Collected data
Issue #587, opened 2018-07-12
FFmpeg Android improvements


tmm1:
I maintain the android mediacodec decoder in FFmpeg, and would love to see the ffmpeg javacpp preset support it out of the box. The only thing that should be required to make this happen is adding `--enable-jni --enable-mediacodec` to the configure invocation for android builds.

Another thing I noticed while poking around here.. the `ffmpeg-android.patch` can be dropped in favor of a simple `--disable-symver`.

tmm1:
> Another thing I noticed while poking around here.. the ffmpeg-android.patch can be dropped in favor of a simple --disable-symver.

Looks like `--disable-symver` is already being used. I believe the patch can be removed, but perhaps I'm mistaken.

saudet:
Sounds great! Please send a pull request and Travis CI will tell us if
there are any build issues.

PR #588, opened 2018-07-12
Remove unnecessary ffmpeg-android.patch

tmm1:
cc #587


saudet:
Without the patch, I'm still seeing library versioning happening:
```
-rw-r--r--. 1 saudet saudet 3462256 Jul 13 14:18 libavutil.a
lrwxrwxrwx. 1 saudet saudet      22 Jul 13 14:18 libavutil.so -> libavutil.so.56.14.100
lrwxrwxrwx. 1 saudet saudet      22 Jul 13 14:18 libavutil.so.56 -> libavutil.so.56.14.100
-rwxr-xr-x. 1 saudet saudet  394976 Jul 13 14:18 libavutil.so.56.14.100
```
Is there a way to disable that without using a patch? Android doesn't officially support that: https://issuetracker.google.com/issues/36971591

tmm1:
I didn't see those when looking at ffmpeg/cppbuild/android-arm/lib 

What directory is your listing from?

saudet:
It's doing that for at least `android-arm64`...

saudet:
According to the logs on Travis CI, it's happening for all architectures:
https://api.travis-ci.org/v3/job/403299556/log.txt
https://api.travis-ci.org/v3/job/403299566/log.txt
https://api.travis-ci.org/v3/job/403299585/log.txt
https://api.travis-ci.org/v3/job/403299595/log.txt

tmm1:
Looks like this also requires `--target-os=android`, and it was only working for me because I tested a branch that had both of my PRs merged together.

saudet:
Indeed seems to work fine that way, so let's merge this with pull #589 and test the build together?

PR #589, opened 2018-07-12
Build ffmpeg for android with mediacodec support

tmm1:
cc #587


saudet:
I'm getting an `ERROR: jni not found` message from FFmpeg's configure script with that, at least for `android-arm64`, with thess details in the `config.log`:
```
/home/saudet/Android/android-ndk//toolchains/aarch64-linux-android-4.9/prebuilt/linux-x86_64/bin/aarch64-linux-android-gcc -Wl,--no-undefined -z text -L../lib/ -L/home/saudet/Android/android-ndk//sources/cxx-stl/gnu-libstdc++/4.9//libs/arm64-v8a/ -Wl,--no-undefined -z text --sysroot=/home/saudet/Android/android-ndk//platforms/android-21/arch-arm64/ -Wl,--as-needed -Wl,-z,noexecstack -o /tmp/ffconf.tD50XJ6R/test /tmp/ffconf.tD50XJ6R/test.o -lgnustl_static -lgcc -ldl -lz -lm -lc
/tmp/ffconf.tD50XJ6R/test.o: In function `foo':
test.c:(.text.foo+0x7c): undefined reference to `cexp'
collect2: error: ld returned 1 exit status
ERROR: jni not found
```
You're not getting this?

tmm1:
I was seeing that with an earlier commit before I changed target-os to android.

Let me try with android-arm64 here..

tmm1:
The requirements on the ffmpeg side are pretty simple: https://github.com/FFmpeg/FFmpeg/blob/master/configure#L5995

The build works on my Mac:

<code>
External libraries:
jni                                libvo_amrwbenc
</code>

Maybe I'm not running it right?

<code>
ANDROID_NDK=$HOME/Downloads/android-ndk-r15c
mvn install --projects .,ffmpeg -Djavacpp.platform=android-arm64 -Djavacpp.platform.compiler=$HOME/Downloads/android-ndk-r15c/toolchains/aarch64-linux-android-4.9/prebuilt/darwin-x86_64/bin/aarch64-linux-android-g++ -Djavacpp.platform.root=$HOME/Downloads/android-ndk-r15c/
</code>

Or maybe I have jni.h in my environment? It exists in the NDK sysroot too so it seems like it would still work.

tmm1:
cppbuild.sh directly works too:

>ANDROID_NDK=~/Downloads/android-ndk-r15c bash cppbuild.sh -platform android-arm64 install ffmpeg

Should I try on Linux?

saudet:
Yeah, seems something specific to Linux for some reason.

saudet:
But it looks like it works on Travis CI, strange...

saudet:
Ah, it looks like I was missing `--target-os=android`. With that, it seems to build fine for me locally on Linux as well, thanks!

tmm1:
Great! So this should be good to do.

PR #596, opened 2018-08-06
enable python_bindings and link `tf_python_protos_cc`, `tf_c_python_api`

wumo:
commit e61ec03e1f76c07276b6e52df7dae9f25d7e9256 requires additional lib `tf_c_python_api` to be linked and `tf_c_python_api` depends on `tf_python_protos_cc`.

 `tf_c_python_api`  lies in `${tensorflow.path}/../build/tf_c_python_api.dir/Release/`
`tf_python_protos_cc` lies in `${tensorflow.path}/../build/Release/`

so in this change, we enabled python_bindings and linked `tf_python_protos_cc`, `tf_c_python_api`.


saudet:
I've updated the build scripts with more minimal changes so that it should work on AppVeyor if we had enough build minutes, but we don't... Anyway, running the build for `tf_c_python_api.vcxproj` after `tensorflow_static.vcxproj` takes only a couple of minutes, so the change in build time is really minimal. I've also deployed manually snapshot artifacts from my local machine, so please try them out! And let me know if this is good to merge @wumo @Neiko2002 Thanks!

PR #598, opened 2018-08-14
Samples for clang

Neiko2002:
Here are some samples on how to use the clang preset. Each java file works on its own, no dependencies to other libraries (except the llvm preset of course) or other java files in the project.


saudet:
Looks good! Thanks

PR #674, opened 2019-01-18
Adding Qt presets

freastro:
Basic presets for QtCore, QtGui, and QtWidgets. Only tested on macOS.


saudet:
Looks great! Before merging this though, could we add a build for Qt itself inside cppbuild.sh to avoid having to rely on the system for a specific version of Qt?

freastro:
I've made the requested changes and added some documentation.

PR #679, opened 2019-01-28
mod to leptonica cppbuild to all it to build properly on linux_arm64.…

kyle-redyeti:
… Still fails to build tesseract


saudet:
This pull request doesn't include any changes. Maybe you picked the wrong branch?

kyle-redyeti:
Probably, I decided to try making a forked version so I could then make the
pull request that way.

So an issue I realized that there are some limitations for versions of
tesseract and leptonica that run on Ubuntu 16.04. So I can use 3.04
tesseract and 1.71 Leptonica. Currently Nvidia does not support 18.04 on
the Jetson TX2 so I may put this on the back burner for a bit.  I do still
want to get librealsense for the D435 working through opencv but that looks
to be a bit tricky too.

I will get my initial code for tesseract pushed shortly I hope.

Thanks,

Kyle

saudet:
Leptonica and Tesseract build just fine now on Ubuntu 16.04 (Xenial) for linux-arm64:
https://travis-ci.org/bytedeco/javacpp-presets/jobs/551346066
Please give those binaries a try and let me know if there are any issues with them.
Instructions to download and use them are here: http://bytedeco.org/builds/ Thanks!

PR #681, opened 2019-01-31
Initial commit for JPMS support

HGuillemet:
Contains modification to the poms for the new package layout, modularized opencv and ffmpeg.

I didn't include the opencv generated Java, since if I pushed mine, the cuda related classes would be missing.


saudet:
It's looking good, thanks! Though, it seems like the formatting fixes I made to the abstract helper classes have been reverted. Could you undo those reverts, that is, not change the formatting? There's also a lot of missing `@Properties(inherit = ...)` annotations on the helper classes; we'll need to add those back.

saudet:
Now let's give this a try with the 1.5-SNAPSHOT builds!
http://bytedeco.org/builds/

/cc @SamCarlberg

PR #686, opened 2019-02-08
Fix regression in op schema attributes access

EmergentOrder:
I noticed this regression when building ONNX-Scala (via ONNXAlgebraGenerator), which depends on op schema attributes for API generation.


onnx/src/main/java/org/bytedeco/javacpp/presets/onnx.java
```diff
@@ -87,17 +87,18 @@ public void map(InfoMap infoMap) {
...
                              "onnx::Attributes<onnx::Node>", "Symbol", "std::reverse_iterator<onnx::ArrayRef<onnx::Node::Value*>::iterator>",
                              "const_graph_node_list_iterator", "const_graph_node_list", "onnx::toString", "onnx::ResourceGuard", "onnx::GraphInferencer",
                              "onnx::shape_inference::GraphInferenceContext", "onnx::optimization::FullGraphBasedPass",
                              "onnx::optimization::ImmutablePass", "PROTOBUF_INTERNAL_EXPORT_protobuf_onnx_2fonnx_2dml_2eproto",
                              "PROTOBUF_INTERNAL_EXPORT_protobuf_onnx_2fonnx_2doperators_2dml_2eproto", "google::protobuf::FindAllExtensions").skip())
                .put(new Info("onnx::shape_inference::InferenceContextImpl").skip())
                .put(new Info("std::set<int>").pointerTypes("IntSet").define())
-               .put(new Info("std::map<std::string,std::unique_ptr<onnx::optimization::OptimizePass> >", "std::unique_ptr<onnx::optimization::OptimizePass>").skip())
+               .put(new Info("onnx::optimization::GlobalPassRegistry").skip()) //A trade-off to get schema attributes back
```
saudet: Why does skipping this brings attributes back?

EmergentOrder: I wasn't sure exactly, but it looks like skipping `std::map<std::string,std::unique_ptr<onnx::optimization::OptimizePass> >`
also skipped `std::map<std::string, Attribute>&` ?
And GlobalPassRegistry used the former.

Attributes disappeared in https://github.com/bytedeco/javacpp-presets/pull/622. 

Turns out `OptimizePass` was also renamed to just `Pass`, but that just happened in ONNX 1.4.0.

Anyway, I was able to restore both GlobalPassRegistry and the schema attributes.

saudet:
Do you have a good reason to change the name of `std::optimization::Pass`? Let's just leave it as `Pass`...

PR #693, opened 2019-02-25
Replace jar GAV by jar filename in moditect config

HGuillemet:
Ensure moditect adds the module-info to the target jar, and not a jar fetched from maven repository.
Also commented out an <include> that seems useless.

### DIFF
--- a/cuda/pom.xml
+++ b/cuda/pom.xml
@@ -81,12 +81,7 @@
             <configuration>
               <modules>
                 <module>
-                  <artifact>
-                    <groupId>${project.groupId}</groupId>
-                    <artifactId>${project.artifactId}</artifactId>
-                    <version>${project.version}</version>
-                    <classifier>${javacpp.platform}-redist</classifier>
-                  </artifact>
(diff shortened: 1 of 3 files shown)


saudet:
The include isn't useless, you removed it also before, see one of your previous pull requests for an explanation. If it's not clear why it's there, let's add a comment.

Thanks for simplifying the Moditect config. Could you do the same for cuda/pom.xml and mkl/pom.xml? Thanks!

HGuillemet:
> The include isn't useless, you removed it also before, see one of your previous pull requests for an explanation. If it's not clear why it's there, let's add a comment.

Hmm, yes a comment will be welcome, since I don't remember why it's here and I didn't find reference for it in previous PR. Do you have an idea ? What file in `${project.build.directory}/native` and not in `${javacpp.platform.nativeOutputPath}/` would we want to exclude from the jar with this include ?
For opencv on linux at least, the generated jar is the same with and without this.

Another commit coming for replacing GAV in mkl and cuda.

saudet:
Try to build for multiple platforms, such as Android, without `clean`ing between each build.

PR #696, opened 2019-02-27
Modularization of */platform

HGuillemet:


opencv/platform/pom.xml
```diff
@@ -122,6 +122,48 @@
...
+            <phase>package</phase>
+            <goals>
+              <goal>add-module-info</goal>
+            </goals>
+            <configuration>
+              <modules>
+                <module>
+                  <file>${project.build.directory}/${project.artifactId}.jar</file>
+                  <moduleInfoSource>
+                    module org.bytedeco.opencv.platform {
```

◆ Exercise aim ◆
Of all the entries above, repeat only the lines from the line that has "tesseract and leptonica" to the line that has "I noticed this", both lines included, exactly.

◆ Exercise solution ◆
tesseract and leptonica that run on Ubuntu 16.04. So I can use 3.04
tesseract and 1.71 Leptonica. Currently Nvidia does not support 18.04 on
the Jetson TX2 so I may put this on the back burner for a bit.  I do still
want to get librealsense for the D435 working through opencv but that looks
to be a bit tricky too.

I will get my initial code for tesseract pushed shortly I hope.

Thanks,

Kyle

saudet:
Leptonica and Tesseract build just fine now on Ubuntu 16.04 (Xenial) for linux-arm64:
https://travis-ci.org/bytedeco/javacpp-presets/jobs/551346066
Please give those binaries a try and let me know if there are any issues with them.
Instructions to download and use them are here: http://bytedeco.org/builds/ Thanks!

PR #681, opened 2019-01-31
Initial commit for JPMS support

HGuillemet:
Contains modification to the poms for the new package layout, modularized opencv and ffmpeg.

I didn't include the opencv generated Java, since if I pushed mine, the cuda related classes would be missing.


saudet:
It's looking good, thanks! Though, it seems like the formatting fixes I made to the abstract helper classes have been reverted. Could you undo those reverts, that is, not change the formatting? There's also a lot of missing `@Properties(inherit = ...)` annotations on the helper classes; we'll need to add those back.

saudet:
Now let's give this a try with the 1.5-SNAPSHOT builds!
http://bytedeco.org/builds/

/cc @SamCarlberg

PR #686, opened 2019-02-08
Fix regression in op schema attributes access

EmergentOrder:
I noticed this regression when building ONNX-Scala (via ONNXAlgebraGenerator), which depends on op schema attributes for API generation.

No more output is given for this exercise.